PR #54, opened 2018-05-28
opt.when -> opt.departure/opt.arrival

derhuerst:
Allows one to query journeys *before* a certain timestamp.

This is a breaking change, because I removed `opt.when` completely for the sake of simplicity. It will now throw if `opt.when !== undefined`.

### DIFF
--- a/index.js
+++ b/index.js
@@ -69,8 +69,8 @@ const createClient = (profile, request = _request) => {
 			if (!isNonEmptyString(opt.earlierThan)) {
 				throw new Error('opt.earlierThan must be a non-empty string.')
 			}
-			if ('when' in opt) {
-				throw new Error('opt.earlierThan and opt.when are mutually exclusive.')
+			if (('departure' in opt) || ('arrival' in opt)) {
+				throw new Error('opt.earlierThan and opt.departure/opt.arrival are mutually exclusive.')
 			}
 			journeysRef = opt.earlierThan
 		}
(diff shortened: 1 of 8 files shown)


index.js
```diff
@@ -69,17 +69,17 @@ const createClient = (profile, request = _request) => {
 			if (!isNonEmptyString(opt.earlierThan)) {
 				throw new Error('opt.earlierThan must be a non-empty string.')
 			}
-			if ('when' in opt) {
-				throw new Error('opt.earlierThan and opt.when are mutually exclusive.')
+			if (('departure' in opt) || ('arrival' in opt)) {
```
juliuste: shouldn't this be `&&` instead of `||`?

index.js
```diff
@@ -69,17 +69,17 @@ const createClient = (profile, request = _request) => {
...
 			}
 			journeysRef = opt.earlierThan
 		}
 		if ('laterThan' in opt) {
 			if (!isNonEmptyString(opt.laterThan)) {
 				throw new Error('opt.laterThan must be a non-empty string.')
 			}
-			if ('when' in opt) {
-				throw new Error('opt.laterThan and opt.when are mutually exclusive.')
+			if (('departure' in opt) || ('arrival' in opt)) {
```
juliuste: same here

index.js
derhuerst: We want to check if `earlierThan`/`laterThan` and `departure`/`arrival` are being used together. The code is somewhat inelegant but – afaict – does what is supposed to.

juliuste: Sorry, I didn't read correctly. What I mistook this for is: Shouldn't `departure` and `arrival` be mutually exclusive as well?

PR #112, opened 2019-05-20
DB departures/arrivals/journeys: parse load factor

### LINKED ISSUE #111: DB: Support new DB.R19.04.a features
Since April 2019, DB Navigator and bahn.de use DB.R19.04.a  as API ext.
This adds "Auslastungsinformation" (demand in English), as mentioned on [inside.bahn.de]( https://inside.bahn.de/db-navigator-funktionen/#Auslastungsanzeige) and [bahn.de](https://www.bahn.de/p/view/service/buchung/auslastungsinformation.shtml)

Using DB.R19.04.a in hafas-client returns this information as tcocL, with references from the journeys as dTrnCmpSX.tcocX.

JSON from refreshJourney: https://gist.github.com/TheZenti/12c3d8323c7a357774c1906545f31ecc#file-journeydetails-withload-json-L252
When using departures:
https://gist.github.com/TheZenti/12c3d8323c7a357774c1906545f31ecc#file-journeydetails-withload-json-L252

I've already started implementing rudimentary support for this in [my own fork](https://github.com/TheZenti/hafas-client), but it would be nice if hafas-client officially supports this ;)

I'm not sure if there are more new features, or if some got removed. I haven't taken a look at that yet.

derhuerst:
This PR updates the `ext` value in order to parse the load factor from the response. See https://www.bahn.de/p/view/service/buchung/auslastungsinformation.shtml for an explanation about the possible values.

closes #111.

### DIFF
--- a/index.js
+++ b/index.js
@@ -89,6 +89,7 @@ const createClient = (profile, userAgent, request = _request) => {
 		.then((d) => {
 			if (!Array.isArray(d.jnyL)) return []
 			const parse = parser(profile, opt, {
+				raw: d,
 				locations: d.locations,
 				lines: d.lines,
 				hints: d.hints,
@@ -218,6 +219,7 @@ const createClient = (profile, userAgent, request = _request) => {
 				if (!Array.isArray(d.outConL)) return []
 
 				const parse = profile.parseJourney(profile, opt, {
+					raw: d,
 					locations: d.locations,
 					lines: d.lines,
 					hints: d.hints,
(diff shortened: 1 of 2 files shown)


index.js
```diff
@@ -89,6 +89,7 @@ const createClient = (profile, userAgent, request = _request) => {
 		.then((d) => {
 			if (!Array.isArray(d.jnyL)) return []
 			const parse = parser(profile, opt, {
+				raw: d,
```
juliuste: It seems a bit inconsistent to pass all of `d` here instead of `d.common`

derhuerst: True. My intention is to migrate all `profile.parse*` functions to just take `d` though; I didn't want to change all in this PR.

juliuste: k

PR #114, opened 2019-05-20
add NVV profile

derhuerst:
AFAIK tests are failing because we get `stop` IDs without `station` IDs.


p/nvv/products.js
```diff
@@ -0,0 +1,61 @@
+'use strict'
+
+module.exports = [
+	// todo: what is `256`?
+	{
+		id: 'express',
+		mode: 'train',
+		bitmasks: [1],
+		name: 'InterCityExpress',
```
juliuste: Can this also be `TGV`, for example?

derhuerst: Apparently TGV trains are not shown in the NVV app.

PR #118, opened 2019-06-03
add leg.reachable

juliuste:
This PR exposes the `isRchbl` flag on legs as `leg.reachable`.


derhuerst:
Do you know what exactly this flag expresses? If a transit leg is reachable from the previous transit leg?

juliuste:
Yes, it seems to correspond with the green/red indicators that appear sometimes in the DB app, when the "transfer" was red, the flag was false, otherwise true. However, the Navigator app seems to do perform additional logic on top of reachable/non-reachable.

derhuerst:
Published as `hafas-client@4.2.0`.

PR #123, opened 2019-07-02
add debug CLI

derhuerst:
This tool helps you quickly pull out data from HAFAS endpoints. You can use [`jq`](https://stedolan.github.io/jq/) to pretty-print or process the JSON.


derhuerst:
It doesn't work yet with e.g. `cli.js stop 890723`, because it parses `890723` into a number, but the stop ID must be a string.

Issue #125, opened 2019-08-20
add profile for DB Busradar NRW


derhuerst:
As documented in https://gist.github.com/d3d9/350b25b65f6dc4a92195cfbb12d1cc45, the DB Busradar NRW app seems to use HAFAS with the `JourneyGeoPos` call. Let's [write a profile](https://github.com/public-transport/hafas-client/blob/3c7c1c3d4efcef83fa4e699f1fe12681585f4644/docs/writing-a-profile.md) for it!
- - -
[ASSIGNMENT] Filter the listing above for lines with the word "change", and copy each one you find.

[OUTPUT OF THE EXERCISE]
This is a breaking change, because I removed `opt.when` completely for the sake of simplicity. It will now throw if `opt.when !== undefined`.
derhuerst: True. My intention is to migrate all `profile.parse*` functions to just take `d` though; I didn't want to change all in this PR.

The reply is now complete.